In meiner Serie über » Hans-Jürgen Neuhauser und dessen EquiVoX-Link DVD HJN-Reiten habe ich mich in der letzten Woche etwas abfällig über die Leiterin des Gestüts geäußert, in dem der problematische Hengst „Om El Assadik“ (auch „Om El Azadik“ geschrieben) aus dem Luxusgestüt des Emirs von Wikipedia-Link» Schardscha gehalten wird. Das mag vielleicht wenig überzeugend gewesen sein.

Für die heutige Ausgabe suchte ich den Anschluss und stieß erneut auf die erwähnte Szene. Wiederum machte sie mir nachdrücklich Eindruck und mir wurde klar, dass ich Ihnen diese Szene nicht vorenthalten darf und auch noch weiter kommentieren muss. Deshalb habe ich sie herausgeschnitten; nun können Sie sich selbst davon überzeugen, wie hilflos und eingeschränkt Fachleute reagieren können.
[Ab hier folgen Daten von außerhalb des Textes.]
PR #3327, opened 2016-02-24
ENG-8545: Only crash the local server if remote action is also not recover

manjujames:
Tested manually.
Running system tests now on the branch to see if rejoin/recover cluster related tests continue to work.

### DIFF
--- a/src/frontend/org/voltdb/RestoreAgent.java
+++ b/src/frontend/org/voltdb/RestoreAgent.java
@@ -1165,7 +1165,7 @@ SnapshotCompletionInterest, Promotable
                 if (remoteRecover != recover) {
                     String msg = "Database actions are not consistent. Remote node action is not 'recover'. " +
                                  "Please enter the same database action on the command-line.";
-                    VoltDB.crashLocalVoltDB(msg, true, null);
+                    VoltDB.crashLocalVoltDB(msg, false, null);
                 }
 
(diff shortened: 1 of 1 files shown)


src/frontend/org/voltdb/RestoreAgent.java
```diff
@@ -1163,9 +1163,9 @@ private Long deserializeRestoreInformation(List<String> children,
                 }
                 int remoteRecover = json.getInt("action");
                 if (remoteRecover != recover) {
-                    String msg = "Database actions are not consistent, please enter " +
-                        "the same database action on the command-line.";
-                    throw new RuntimeException(msg);
+                    String msg = "Database actions are not consistent. Remote node action is not 'recover'. " +
+                                 "Please enter the same database action on the command-line.";
+                    VoltDB.crashLocalVoltDB(msg, true, null);
```
nshi: The stack trace would not be of much use here since the error message is pretty clear about what happened.

akhanzode: Test add to make sure it does not fall in this trap as in case of add current cluster is either with "recover" or "create" and new one will be "add"

manjujames:
Not logging the stack trace anymore.
Tested all add cases that we talked about. I will check jenkins and merge, if it is OK with you guys.

nshi:
Looks good to me.

manjujames:
squash merged.

PR #3328, opened 2016-02-24
ENG-9871: File export doesn't overflow if .CSV file can't be written

JadenW:
the only change to CSVWriter is just a resetWriter method. But I have to change the file format from dos to unix in order to get rid of ^M for newlines.


third_party/java/src/au/com/bytecode/opencsv_voltpatches/CSVWriter.java
```diff
@@ -1,334 +1,338 @@
...
+     */
+    public boolean checkError() {
+        return pw.checkError();
+    }
+
+    public void setResultService(ResultSetHelper resultService) {
+        this.resultService = resultService;
+    }
+
+    public void resetWriter() {
```
akhanzode: Add comment that this is our extension to third party api. Why does diff shows whole file has changed as opposed to just the added method?

JadenW: I have transformed the file from dos format to unix.
Otherwise the newline is ^M which couldn't pass the licence check.

PR #3330, opened 2016-02-25
Merged CountinPostfilter and AggCountingPostfilter into a single class

alexeevm:
Paul,
Single AggCountingPostfilter can do the job. I eliminated the CountingPostfilter class and renamed the AggCountingPostfilter to be just CountingPostfilter. It has a minor overhead (the NULL check for the parent post filter) in case of non-aggregated executors (the parent will be NULL there), but I don't think it has any performance implications.
Mike


src/frontend/org/voltdb/planner/PlanAssembler.java
```diff
@@ -2828,7 +2827,9 @@ private static void simplifyOuterJoinRecursively(BranchNode joinNode, List<Abstr
             exprs.add(rightNode.getWhereExpression());
         }
 
-        if (joinNode.getJoinType() == JoinType.INNER || joinNode.getJoinType() == JoinType.FULL) {
+        // In case of outer join, ON expressions can only be NULL rejecting for the inner node.
+        // The outer node does not introduce NULLs
+        if (joinNode.getJoinType() == JoinType.INNER) {
```
paulmartel: This code could be made more readable by replacing the if/else chain with a switch statement.
Also, instead of repeating the nested "if ... simplify..." for each case, just set two variables, leftExprs and rightExprs
to one of exprs or newExprs and break the "if ... simplify..." out to a common code path that uses leftExprs and rightExprs.

tests/frontend/org/voltdb/regressionsuites/TestJoinsSuite.java
```diff
@@ -1353,7 +1357,74 @@ private void subtestNonEqualityFullJoin(Client client)
                 {1,MINVAL},
                 {10, 5}
         });
-}
+    }
+
+    private void subtestMultiplFullJoins(Client client)
```
paulmartel: typo Multipl ==> Multiple

src/ee/executors/executorutil.h
```diff
@@ -60,60 +61,31 @@ struct CountingPostfilter {
...
-        return m_under_limit;
+        m_under_limit = false;
     }
 
-    // Returns true if predicate evaluates to true and LIMIT/OFFSET conditions are satisfied.
-    bool eval(const TableTuple* tuple);
-
-    private:
-    const TempTable* m_table;
+    const Table *m_table;
```
paulmartel: I don't see why this needs to be Table instead of TempTable.

src/ee/executors/executorutil.h
```diff
@@ -60,60 +61,31 @@ struct CountingPostfilter {
...
     const AbstractExpression *m_postfilter;
     CountingPostfilter* m_parentPostfilter;
+
```
paulmartel: On revisiting this, it is a little confusing to have two members with postfilter in their names when only one is of the CountingPostFilter type.

src/ee/executors/executorutil.h
```diff
@@ -60,60 +61,31 @@ struct CountingPostfilter {
     static const int NO_OFFSET = -1;
     static const int LIMIT = NO_LIMIT + 1;
 
-    CountingPostfilter(const AbstractExpression * wherePredicate, int limit, int offset);
+    CountingPostfilter();
```
paulmartel: Add a comment: A CountingPostfilter is not fully initialized by its default constructor. It should be re-initialized before use via assignment from a properly initialized CountingPostFilter.

src/frontend/org/voltdb/planner/PlanAssembler.java
alexeevm: Indeed. Refactored

tests/frontend/org/voltdb/regressionsuites/TestJoinsSuite.java
alexeevm: Corrected

src/ee/executors/executorutil.h
alexeevm: I renamed the m_postfilter to be m_postPredicate

src/ee/executors/executorutil.h
alexeevm: Added

src/ee/executors/executorutil.h
alexeevm: Not sure, what was the reason why I changed that. The output table is always a TempTable in this context.

alexeevm:
Paul,

I just committed your code review suggestions.

Mike

PR #3331, opened 2016-02-25
Add geospatial index support to nest loop index join and index scan

wolffcm:
Also tweaked some tests and added a geospatial index to fullDDL.sql.


hhakimi53:
Looks good to me.  As part of the changes, we can enable "CREATE INDEX INDEX_REGION ON INDEXED_BORDERS(Region)" in  tests/frontend/org/voltdb/regressionsuites/TestGeospatialIndexes.java L#148. With this, end-to-end test geo index will also be functional with geo indexes.

src/ee/executors/indexscanexecutor.cpp
```diff
@@ -145,6 +145,32 @@ bool IndexScanExecutor::p_init(AbstractPlanNode *abstractNode,
     return true;
 }
 
+// There is an identical function in nestloopindexexecutor.cpp.  These
+// two functions should be merged into a common place.  But it's
+// unclear where that would be?
```
paulmartel: I think this is part of a broader question of how to refactor NLIJ and indexcan to reduce the current duplication.
We need a home for the common code declarations and definitions. Maybe indexscanexecutor could hold them on behalf of both callers, or they could be added to executorutils which Mike A is now repurposing for general executor support functions, or we could create a new module.

src/ee/executors/indexscanexecutor.cpp
```diff
@@ -145,6 +145,32 @@ bool IndexScanExecutor::p_init(AbstractPlanNode *abstractNode,
...
+                                   int activeNumOfSearchKeys) {
+    if (lookupType == INDEX_LOOKUP_TYPE_EQ
+        || lookupType == INDEX_LOOKUP_TYPE_GEO_CONTAINS) {
+        *tuple = index->nextValueAtKey(*cursor);
+        if (! tuple->isNullTuple()) {
+            return true;
+        }
+    }
+
+    if ((lookupType != INDEX_LOOKUP_TYPE_EQ
```
paulmartel: Suddenly this is looking messed up. It looks like we are supporting a case where the first block sets *tuple to a null tuple and we respond by trying to set it again with a different index call.
That doesn't sound right. I think the "saving grace" here may be that activeNumOfSearchKeys is never 0 when 
(lookupType == INDEX_LOOKUP_TYPE_EQ  || lookupType == INDEX_LOOKUP_TYPE_GEO_CONTAINS),
so the second block should just be an "else" block.
That would seem to make sense -- If activeNumOfSearchKeys == 0, what could we have been using as a "key"?

WRT wider-ranging performance concerns you raised in SU:
As the tuple initialization step becomes more complex, an idea worth considering is making IndexScanExecutor a template class parameterized by something like index type and possibly a flag indicating full unique key equality.
The class would mostly be generic -- maybe it would have a generic non-template base class.
But p_exec would be based on explicitly instantiated specialized implementations of a getAnotherTuple template function. This moves the choice of index operation outside the tight loop and into an executor construction (instantiation) code path when loading the plan. NLIJ could use the same approach -- and possibly reuse the specialized methods.

I think that Xin did not like the complexity of the template solution, but I think that the complexity is already upon us and are driving something like the template solution. 

The way I'd proceed is to get this implementation (optionally with my first concern about the else block addressed) merged ASAP into master and pay attention to any benchmark regressions. Then, either to address performance regressions or as a later performance improvement ticket, pick an initial case to optimize via its own template instantiation and have all other cases use a generic instantiation based on the current "known working" generic approach. If this meets with success, then proceed to write specializations for the remaining cases.

tests/frontend/org/voltdb/regressionsuites/TestGeospatialIndexes.java
```diff
@@ -145,7 +146,7 @@ static private void setupGeoSchema(VoltProjectBuilder project) throws IOExceptio
                 + "  id         INTEGER NOT NULL,\n"
                 + "  region     GEOGRAPHY\n"
                 + ");\n"
-                //+ "CREATE INDEX INDEX_REGION ON INDEXED_BORDERS(Region)\n;"    // Enable this once Geo Indexes are integrated
+                + "CREATE INDEX INDEX_REGION ON INDEXED_BORDERS(Region)\n;"    // Enable this once Geo Indexes are integrated
```
paulmartel: Remove the comment. Today is the day.

paulmartel:
end of round.

src/ee/executors/indexscanexecutor.cpp
wolffcm: I agree with your assessment of the else block.  I'm reluctant to change such a fundamental piece of code soon before a release.  But it also seems like the simplification might make the loop more efficient, so I'm torn.

I've pushed a separate branch with the logic simplification.  If it doesn't seem to have broken anything I may merge it.

Thanks Paul and Huzefa for the quick reviews.

src/ee/executors/indexscanexecutor.cpp
wolffcm: I like your first suggestion.  I'll merge them into indexscanexecutor as a public static method.

wolffcm:
Squashed and merged on separate branch.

Damit dürften meine Äußerungen gerechtfertigt sein.

Ich will damit keineswegs die Kompetenz der Gestütsleiterin herabsetzen. Zweifellos ist diese Engländerin eine Kapazität in ihrem Fach, sonst hätte sie diesen Posten sicherlich nicht erhalten, und sie könnte sich dort auch nicht behaupten, wo sie sich zudem als Ausländerin und Frau beweisen und gegenüber den arabischen Männern durchsetzen muss. Das stelle ich mir ohnehin extrem schwer vor.
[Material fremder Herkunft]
PR #3332, opened 2016-02-25
Eng 9844 sqlcov less invalid

johnTcrawford:
Reduced the number of invalid queries; added tests of DWithin; and various other minor improvements

### DIFF
--- a/tests/scripts/examples/sql_coverage/geo-basic.sql
+++ b/tests/scripts/examples/sql_coverage/geo-basic.sql
@@ -2,16 +2,50 @@
 {@cmp = "_eqne"} -- geo types don't do <, >, <=, >= (at least, not in a way that agrees with PostGIS)
 {@star = "ID, LONGITUDE(PT1), LATITUDE(PT1), LONGITUDE(PT2), LATITUDE(PT2), AREA(POLY1)"}
 
--- Define clauses used to ignore points or polygons that demonstrate known differences
--- between VoltDB and PostGIS, which would otherwise cause tests to fail:
-{@ignorepointeqdiffs  = "(ID < 350 OR ID > 360)"} -- ignore known differences with point equality, between VoltDB and PostGIS
-{@ignore2pointeqdiffs = "((A.ID < 308 OR A.ID > 400) AND (B.ID < 308 OR B.ID > 400))"} -- ignore point equality diffs, with a join
+-- Define clauses used to ignore points or polygons that demonstrate known differences between
+-- VoltDB and PostGIS, which would otherwise cause tests to fail. The ID numbers correspond
+-- specifically to values in the hard-coded test data defined below, that were shown to uncover
+-- incompatibilities with PostGIS. These incompatibilities are currently deemed acceptable and
+-- mostly uninteresting.
+-- First, PostGIS, oddly, considers different, but equivalent, representations of the North or
+-- South pole (e.g. 'POINT(0 90)' and 'POINT(90 90)' to be both equal and unequal (see Comments
+-- in ENG-9804; and also ENG-9991, which is a minor VoltDB bug); adding these clauses ignores
+-- certain points at the North and South poles:
+{@ignorepointeqdiffs  = "(ID < 350 OR ID > 360)"} -- ignore known differences with point equality/inequality, between VoltDB and PostGIS
+-- Same as above, for two tables with a join (and for a few more points); plus, PostGIS considers
+-- the points defined below with ID 307 and 308, which are extremely close to each other, to be
+-- equal, but VoltDB does not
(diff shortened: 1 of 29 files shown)


tests/scripts/examples/sql_coverage/geo-basic.sql
```diff
@@ -4,108 +4,125 @@
 
 -- Define clauses used to ignore points or polygons that demonstrate known differences
 -- between VoltDB and PostGIS, which would otherwise cause tests to fail:
-{@ignorepointeqdiffs  = "(ID < 250 OR ID > 300)"} -- ignore known differences with point equality, between VoltDB and PostGIS
-{@ignore2pointeqdiffs = "((A.ID < 208 OR A.ID > 300) AND (B.ID < 208 OR B.ID > 300))"} -- ignore point equality diffs, with a join
-{@ignoredistroundoff  = "A.ID <> 453"} -- ignore tiny DISTANCE round-off errors, between VoltDB and PostGIS
+{@ignorepointeqdiffs  = "(ID < 350 OR ID > 360)"} -- ignore known differences with point equality, between VoltDB and PostGIS
```
paulmartel: These magic numbers merit stronger comment support.
I'm guessing that it should be something like "These numbers correspond specifically to values in the hard-coded test data that were shown to uncover incompatibilities with PostGIS. These incompatibilities are currently deemed acceptable and uninteresting". Are there jira ticket(s) -- even a "low priority so don't plan to fix for a long long time" ticket that can be referenced here describing the known issue(s)?

tests/scripts/examples/sql_coverage/geo-basic.sql
```diff
@@ -250,41 +288,44 @@ SELECT A.ID AID, B.ID BID, DISTANCE(A.POLY1,B.POLY1) G29DIST FROM _table A JOIN
...
+SELECT ID, LONGITUDE(PT2), LATITUDE(PT2) from _table G93 WHERE _maybe CONTAINS(POLY1,PT2) AND @ignorecentroiddiffs
+SELECT ID, AsText(PT2),    AsText(POLY1) from _table G94 WHERE _maybe CONTAINS(POLY1,PT2) AND @ignorecentroiddiffs
+SELECT ID, LONGITUDE(PT2), LATITUDE(PT2) from _table G95 WHERE _maybe CONTAINS(POLY2,PT2) AND @ignorecentroiddiffs
+SELECT ID, AsText(PT2),    AsText(POLY2) from _table G96 WHERE _maybe CONTAINS(POLY2,PT2) AND @ignorecentroiddiffs
 
 -- These won't work until CONTAINS (& boolean return values) is supported in the initial SELECT clause
-SELECT ID, CONTAINS(POLY1,PT1), LONGITUDE(PT1), LATITUDE(PT1) from _table G67
-SELECT ID, CONTAINS(POLY1,PT1), AsText(PT1),    AsText(POLY1) from _table G68
+SELECT ID, CONTAINS(POLY1,PT1), LONGITUDE(PT1), LATITUDE(PT1) from _table G97
+SELECT ID, CONTAINS(POLY1,PT1), AsText(PT1),    AsText(POLY1) from _table G98
```
paulmartel: Are we also testing the positive/workaround syntax like : SELECT ID, CASE CONTAINS... THEN 'TRUE' ELSE 'FALSE' END ...
I understand that this question is not specific to the current change set, but I just happened to notice these lines.

paulmartel:
Looks very good, ok to merge.

tests/scripts/examples/sql_coverage/grammar.sql
```diff
@@ -34,11 +34,13 @@
 {_point2numfun |= "LATITUDE"}
 {_point2numfun |= "LONGITUDE"}
 {_poly2numfun |= "AREA"}
+{_poly2numfun |= "NumPoints"}
+{_poly2numfun |= "NumInteriorRings"}
 {_2geo2numfun |= "DISTANCE"}
```
hhakimi53: Do we need DWithin function defined in here too?

hhakimi53:
I don't understand a lot of context in here and as Paul has already reviewed it, I am also good with the changes.

tests/scripts/examples/sql_coverage/geo-basic.sql
johnTcrawford: I will add more extensive comments here.

tests/scripts/examples/sql_coverage/geo-basic.sql
johnTcrawford: Good idea: I will add a test like that, and also similar ones for IsValid and DWithin.

tests/scripts/examples/sql_coverage/grammar.sql
johnTcrawford: Good idea, I'll add that; it will need to be in a new category (something like _2geonum2boolfun), which I'll also need to add to configure-for-geo-point.sql and configure-for-geo-polygon.sql.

Die Vorgehensweise der Gestütsleiterin darf also getrost als der Weisheit letzter Schluss herkömmlicher Experten gelten. Immerhin laboriert die Gestütsleiterin an diesem Problem schon jahrelang und hatte die besten Problemlöser der Welt konsultiert. So versucht man auf Altväterart, ein gefährliches und unberechenbares Tier mit Karotten zu manipulieren. Der Mensch steht dem Pferd fremd gegenüber und arbeitet mit Tricks. Er will einfach nur zu seinem Ziel gelangen, ohne zu erkennen oder sich einzugestehen, dass dies der falschen Weg ist oder zumindest sein könnte. So erzielt man vielleicht kurzfristig Scheinerfolge, aber langfristig muss man scheitern.…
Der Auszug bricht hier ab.